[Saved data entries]

PR #14941, opened 2023-05-05
Add torch.norm function

### LINKED ISSUE #14816: torch.norm

paulaehab:
Close #14816

### DIFF
--- a/ivy_tests/test_ivy/test_frontends/test_torch/test_reduction_ops.py
+++ b/ivy_tests/test_ivy/test_frontends/test_torch/test_reduction_ops.py
@@ -838,3 +838,69 @@ def test_torch_unique(
         return_counts=return_counts,
         dim=axis,
     )
+
+
+@st.composite
+def _get_axis_and_p(draw):
+    force_tuple_axis = True
+
+    p = draw(st.sampled_from(["fro", "nuc", 1, -1, 2, -2]))
+    if p == "fro" or p == "nuc":
+        force_tuple_axis = True
+        min_axes_size = 2
+
+    else:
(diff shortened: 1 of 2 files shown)


ivy_tests/test_ivy/test_frontends/test_torch/test_reduction_ops.py
```diff
@@ -838,3 +838,69 @@ def test_torch_unique(
...
+    p, values = p_dtype_x_axis
+    input_dtype, x, axis = values
+
+    helpers.test_frontend_function(
+        input_dtypes=input_dtype,
+        frontend=frontend,
+        test_flags=test_flags,
+        fn_tree=fn_tree,
+        on_device=on_device,
+        rtol=1e-01,
```
AnnaTz, line 900: Looks good to me! Only thing is the `rtol` 10% is very high. Isn't the test passing without this?

AnnaTz (changes requested):

ivy_tests/test_ivy/test_frontends/test_torch/test_reduction_ops.py
paulaehab: @AnnaTz
 yes because when I change it it say the ground truth between frame works not equal but when I test it it give the same result I don't know why

AnnaTz: Then I guess there is some inconsistency between torch and our ivy functions. I don't think this can be fixed in this PR. I'd say you can merge this now.

AnnaTz (approved):

PR #22235, opened 2023-08-20
Scipy tests

umairjavaid:
Fixed the scipy key error when getting the dtypes, also fixed the scipy func wrappings

### DIFF
--- a/ivy/functional/frontends/scipy/linalg/linalg.py
+++ b/ivy/functional/frontends/scipy/linalg/linalg.py
@@ -1,6 +1,6 @@
 # global
 import ivy
-from ivy.functional.frontends.scipy.func_wrapper import (
+from ivy.functional.frontends.numpy.func_wrapper import (
     to_ivy_arrays_and_back,
 )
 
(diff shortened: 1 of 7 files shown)


sherry30 (changes requested):
The changes in the get_dtypes strategy looks good.
Can you update your branch, the addition of the config file is not needed since the refactored version is already there on the upstream.
Its best if @AnnaTz reviews the changes in the scipy wrappers and test files.

thanks

ivy/functional/frontends/scipy/linalg/linalg.py
```diff
@@ -1,6 +1,6 @@
 # global
 import ivy
-from ivy.functional.frontends.scipy.func_wrapper import (
+from ivy.functional.frontends.numpy.func_wrapper import (
     to_ivy_arrays_and_back,
```
AnnaTz, line 4: It would be better practice if you imported the numpy function wrapper into the scipy `func_wrapper` file and used that in the scipy function files.

AnnaTz (changes requested):

PR #22277, opened 2023-08-21
update pr-lint-bot.yml to automatically lint on PR

NripeshN:


KareemMAX (changes requested):
As per our private conversation.

What do you think about making the commit message a variable, which is passed to the `pr-lint-bot` workflow. This way we can make sure that our code is consistant and not to worry about conflicts between repos.

KareemMAX (approved):
LGTM! We can merge once we verify that the workflow in `unifyai/workflows` is working correctly.

Issue #14945, opened 2023-05-05
Implement stateful classes for stateful layers 


zaeemansari70:
`Layers:`

- [ ] max_pool1d
- [ ] max_pool3d
- [ ] avg_pool1d 
- [ ] avg_pool3d  
- [ ] dct 
- [ ] fft 
- [ ] ifft 
- [ ] embedding 
- [ ] interpolate 
- [ ] adaptive_avg_pool1d
- [ ] adaptive_avg_pool2d
- [ ] transformer

sahilempire:
#15058

Ishticode:
- [ ] #15289

mobley-trent:
- #15380

Kalderon-Sheikhman:
Please is thing an opened task? How do I go about attempting to do a PR and work on it?

baberabb:
- [ ]  #15542

H4R5H1T-007:
I want to work on this issue, How can I start working on this? is there any documentation or blog I should look?

mohame54:
#max_pool1d

mohame54:
#16221

mohame54:
#16439

baberabb:
- [ ] #16496

mohame54:
#16532

baberabb:
- [ ] #16665

rubada:
#17431

jakubbober:
[ifft] #17528

so-dipe:
There's just one task left here unassigned. I want to take it, what are the guidelines? The initial comment doesn't say much

shubham1206agra:
- [ ] #17945

ChrisEduS:
#18019

MuhammadNizamani:
#18142

MuhammadNizamani:
@zaeemansari70 can you suggest me the docs for implement the class transformer?

HaiderSultanArc:
[embedding] #19528

Shakil7869:
- [ ] #20823

Aayomis:
#21494

DevBhuyan:
transformer #21810

Younggregs:
#22168

AzhanJaved:
interpolate #22679

arshPratap:
- [ ] #22791

Curiositysavesthecat:
-[ ] #22927

Curiositysavesthecat:
- [ ] #22927

[...]

PR #22288, opened 2023-08-21
Close #21810

### LINKED ISSUE #21810: transformer

DevBhuyan:
Closes https://github.com/unifyai/ivy/issues/21810
https://github.com/unifyai/ivy/issues/21810

From ToDo list: https://github.com/unifyai/ivy/issues/14945
https://github.com/unifyai/ivy/issues/14945

Update:

Added transformer layer in ~/ivy/ivy/stateful/layers.py
Added test test_transformer_layer in ~/ivy/ivy_tests/test_ivy/test_stateful/test_layers.py
Added custom composite strategy to generate data (ref. transformer_data())
This is my first PR. I tried to make it as appropriate as possible. Please let me know if there are any modifications that you'd suggest. Thank you!😊

### DIFF
--- a/ivy/stateful/layers.py
+++ b/ivy/stateful/layers.py
@@ -5,6 +5,11 @@ import ivy
 from ivy.func_wrapper import handle_nestable
 from ivy.stateful.initializers import GlorotUniform, Zeros
 from ivy.stateful.module import Module
+from ivy.stateful.norms import LayerNorm
+import copy
+from typing import Optional, Any, Union, Callable
+import warnings
+from ivy import random_uniform as xavier_uniform_
 
 # ToDo: update docstrings and typehints according to ivy\layers
 
@@ -147,7 +152,8 @@ class Dropout(Module):
         """
         self._prob = prob
         self._scale = scale
-        Module.__init__(self, device=None, v=None, dtype=dtype, training=training)
+        self.training = training
+        Module.__init__(self, device=None, v=None, dtype=dtype)
 
     def _create_variables(self, device, dtype=None):
         """
@@ -209,7 +215,6 @@ class MultiHeadAttention(Module):
         v=None,
         build_mode="on_init",
         dtype=None,
-        training=True,
     ):
         """
         Multi Head Attention layer.
@@ -258,8 +263,6 @@ class MultiHeadAttention(Module):
         dtype
             the desired data type of the internal variables to be created if not provided.
             Default is ``None``.
-        training
-            If True, dropout is used, otherwise dropout is not activated.
         """
         # proj
 
@@ -287,7 +290,6 @@ class MultiHeadAttention(Module):
             build_mode=build_mode,
             with_partial_v=True,
             dtype=dtype,
-            training=training,
         )
 
     def _create_variables(self, device, dtype=None):
@@ -374,6 +376,7 @@ class MultiHeadAttention(Module):
         is_causal=False,
         return_attention_weights=False,
         average_attention_weights=True,
+        training=False,
     ):
         """
         Perform forward pass of the MultiHeadAttention layer.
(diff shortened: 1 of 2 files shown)


rishabgit (commented):
Hi, thanks for looking into this @DevBhuyan 😄 

You'll have to rewrite the syntax a bit so that it is in line with general convention. I'll recommend checking out other classes in that file.

Not super sure if the implementation is correct - it should ideally be similar to Pytorch's Transformer module - https://pytorch.org/docs/stable/generated/torch.nn.Transformer.html#torch.nn.Transformer https://github.com/pytorch/pytorch/blob/main/torch/nn/modules/transformer.py 
and not creating a model with positional encodings pre-coded like this official Pytorch example making use of Transformer module - https://github.com/pytorch/examples/blob/13009eff7a80ebcf6ae89ed217d5d176bd3e019d/word_language_model/model.py#L107

@vedpatwardhan - do you think the above makes sense or @DevBhuyan's implementation is fine as it is? 🤔

DevBhuyan:
Hi @rishabgit, Thanks for taking the time to review my PR. Yes, you're right, I need to change the syntax to fit with the other classes. My previous code was also just an attempt to write the layer as simply as possible (autoregressive, without a decoder), I guess I'll need to modify it to an encoder-decoder architecture (like that of PyTorch's).

I'll work on it and make a commit as soon as I have it ready. Thanks again for the suggestions:)

vedpatwardhan:
> Hi, thanks for looking into this @DevBhuyan 😄
> 
> You'll have to rewrite the syntax a bit so that it is in line with general convention. I'll recommend checking out other classes in that file.
> 
> Not super sure if the implementation is correct - it should ideally be similar to Pytorch's Transformer module - https://pytorch.org/docs/stable/generated/torch.nn.Transformer.html#torch.nn.Transformer https://github.com/pytorch/pytorch/blob/main/torch/nn/modules/transformer.py and not creating a model with positional encodings pre-coded like this official Pytorch example making use of Transformer module - https://github.com/pytorch/examples/blob/13009eff7a80ebcf6ae89ed217d5d176bd3e019d/word_language_model/model.py#L107
> 
> @vedpatwardhan - do you think the above makes sense or @DevBhuyan's implementation is fine as it is? 🤔

Hey @rishabgit, your suggestion makes perfect sense, we should definitely try and align with the `torch.nn.Transformer` module as closely as possible. I'm not sure why we wouldn't want to create a model with pre-coded positional encodings, do you mean we directly do a `self.register_buffer` instead to ensure that it's a non-trainable state variable? Thanks @rishabgit @DevBhuyan 😄

DevBhuyan:
Hi @vedpatwardhan, I guess I was assuming a totally different direction, a decoder-only transformer. I agree with @vedpatwardhan and @rishabgit, and I'm rewriting it entirely to be in line with Pytorch's implementation and the other classes from `layers.py`. 

Please excuse the unforeseen closing and opening of this Pull Request:) I'm still new to contributing on GitHub, I accidentally tried to remove another branch and this happened.

DevBhuyan:
Hi @rishabgit, I have updated the Transformer class to fit in line with PyTorch's implementation as well as with the other classes in the `layers.py` file. The docstrings also have been edited to match with the other classes. 

Since I had used PyTorch's implementation as a starting point for the class(es), There were portions in PyTorch's implementation that required lower-level backend implementation to speed up processes ('FlashAttention'). I have not totally removed those lines, instead, I commented them out with `FIXME` tags. If required, these can be incorporated later into Ivy's backend itself to speed up processing.

Kindly let me know if there are any changes you'd suggest.

Thank you for your patience:)

DevBhuyan:
I guess I messed up this PR. I'll create a new fork of the repo and create a fresh PR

• **Assigned task**
Each line in the records above that contains the word "docstrings" must be copied.

• **Reply to the exercise**
 # ToDo: update docstrings and typehints according to ivy\layers
Hi @rishabgit, I have updated the Transformer class to fit in line with PyTorch's implementation as well as with the other classes in the `layers.py` file. The docstrings also have been edited to match with the other classes. 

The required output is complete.